Other Lecture Topics and Engagements

One of Dr. Harper’s most popular talks took place at Whidbey Institute in 2016, called Uprooting White Fragility in the Ethical Foodscape . It has been shown in universities, community organizations, and other spaces to inspire dialog and action plans around operationalizing anti-racism and gaining literacy around how systemic racism and anti-Blackness operate in even the most "ethical" and "well-intended" spaces.

In 2019, Dr. Harper gave the keynote talk at Flee Retreat, a Chairman Mom organized event. Entitled, "Anti-Racism in the Workplace: How White Women Can Be Allies to Nonwhite Women of Color," Harper received a standing ovation and piqued the interests of some of Silicon Valley's brightest womxn leaders to collaborate with Dr. Harper to help them or their organizations with inclusion, diversity, and equity. This included Kim Malone Scott, New York Times bestselling author of Radical Candor, in which Dr. Harper continues to work.

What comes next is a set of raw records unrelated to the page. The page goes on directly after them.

PR #3183, opened 2025-05-08
Makefile: Disable Make's implict suffix rules

WardBrian:
## Summary
These rules can cause some very unintuitive behavior, see: https://www.gnu.org/software/make/manual/html_node/Implicit-Rules.html

Hopefully we aren't relying on them anywhere, I'm counting on Jenkins to tell me if so...

## Tests

None

## Side Effects

None 🤞🏻 

## Release notes

Disabled Make's implicit rules in our Makefiles.

## Checklist

### DIFF
--- a/make/compiler_flags
+++ b/make/compiler_flags
@@ -75,8 +75,7 @@ CXX_MINOR := $(word 2,$(subst ., ,$(CXX_VERSION)))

Dr. Harper has also participated in panels and joint presentations with other food and social justice leaders such as prominent vegan chef and activist Bryant Terry (Afro-Vegan, Vegan Soul Kitchen and The Inspired Vegan), food justice activist Lauren Ornelas (Food Empowerment Project), Raj Patel (author of Stuffed and Starved: The Hidden Battle for the World Food System), sociologist Alison Alkon (Black, White and Green: Farmers Markets, Race, and the Green Economy), Julie Cummins (Center for Urban Education for Sustainable Agriculture), Decolonial Food for Thought blogger Claudia Serrato and community advocate and food entrepreneur Brahm Ahmadi (People's Community Market, Oakland, CA).